Ill have to go for the Prelude in BWV.873 WTC.2 - 



Please add an Youtube link!


----------



## kv466

I'm not going to say most beautiful or anything like that but certainly a favorite:


----------



## neoshredder

Air on a G String.


----------



## Philip




----------



## Guest

Philip said:


>


+1

KV 466--have you heard Tilman Hoppstock's guitar transcription of BWV 914? I have his recording and score...the last fugue is brutally hard to play!


----------



## Dodecaplex




----------



## EarthBoundRules

This piece is the holiest music I've ever listened to. The entire thing is beautiful, but you must at least listen to 12:00-13:10:


----------



## clavichorder

I really love this excerpt from St. John Passion, those who think Bach can't move, watch out!


----------



## mmsbls

I'll go with neither vocal nor keyboard - the double Violin Concerto. Here is the wonderfully beautiful second movement -


----------



## NightHawk

Richter's reflective manner of playing the Prelude BWV 873 is so beautiful - I am glad you posted it - I have the GGould WTC complete and his playing of this prelude is much faster. Richter's is haunted or haunting...though Richter can be taken with speed and that's for sure. I've never heard the last movement of the Beethoven _Appassionata_ F minor Sonata played faster by anyone else.



Hermanberntzen said:


> What do you think is the most beautifull work by Johann Sebastian Bach?
> Ill have to go for the Prelude in BWV.873 WTC.2 -
> 
> 
> 
> Please add an Youtube link!


----------



## Olias

mmsbls said:


> I'll go with neither vocal nor keyboard - the double Violin Concerto. Here is the wonderfully beautiful second movement -


YEP! SECONDED! This movement was composed as a tribute to his first wife who had died suddenly about the time the concerto was written. The two violin lines intertwine as one voice and represent the love Bach and his wife shared. Beautiful and heartbreaking.


----------



## StlukesguildOhio

This is surely one of Bach's most "beautiful" moments.
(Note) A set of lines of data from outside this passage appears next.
PR #634, opened 2019-12-05
Disable the L1 destination checking if `ping_dead_threshold` is 0

cubranic:
We are seeing recurring storms of nodes marking multiple destinations dead and
then live again within a few seconds, so it's clear either there is a bug in the
current implementation or the thresholds need to be fine-tuned. Since we are
pressed to start the run, it makes sense to add a way to disable this feature
from the configuration, should we want to do so without reverting it completely.

### DIFF
--- a/config/chime_science_run_gpu.yaml
+++ b/config/chime_science_run_gpu.yaml
@@ -838,6 +838,7 @@ frb:
     #column_mode: true
     beam_offset: 0
     time_interval: 125829120
+    dead_ping_threshold: 0
     L1_node_ips:
       # Rack 1
       - 10.6.201.10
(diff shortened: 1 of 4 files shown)


cubranic:
I was going to do it in a separate PR.

cubranic:
I guess I may as well do it here...

andrerenard:
I just saw your comment, will wait.

cubranic:
Here you go. Will you do the merge?

andrerenard:
Yeah I'll merge as soon as it passes CI.

cubranic:
Thanks!

andrerenard:
@cubranic Could you open a ticket to revisit this at some point?  Along with maybe some of the logs you were seeing that show this problem.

I probably turn to the cantatas more than anywhere else for a wealth of such brilliance that one could literally spend years there alone. Along with the deservedly famous cantatas 140 and 147, my favorites include the magnificent cantatas Bach wrote for alto soloists (BWV 35, 169, & 170):


----------



## tdc

The final movement of St. Matthew Passion for me.


----------



## tgtr0660

This:






Followed by this:






Then a little of this:






And all the ones mentioned above and many many many more. I could not stop....


----------



## science

I'd have to choose Cantata 82 "Ich habe genug."


----------



## neoshredder

Another beautiful one from Bach. Oboe Concerto in D Minor Second Movement.


----------



## sah

Playing and listening to these gavottes was an extraordinary experience of Beauty to me:


----------



## kv466




----------



## Guest

Another non-organ version!


----------



## Guest

oops...duplicated!


----------



## ComposerOfAvantGarde




----------



## Dimboukas

Well, since you introduced electronic music, I have to post this.

View attachment Wendy Carlos - Switched On Bach - 01 - Track 1.mp3


Bach's Sinfonia to Cantata No. 29 by Wendy Carlos.


----------



## Stargazer

I was looking at all of the posts here and noticed that there's all of these great pieces posted with very little overlap. That's one thing I love about Bach, he has soo many great pieces that it's hard to limit him to one lol.

I was kind of surprised not to see his Partita #2 on here yet, that's probably my favorite! Here's the chaconne.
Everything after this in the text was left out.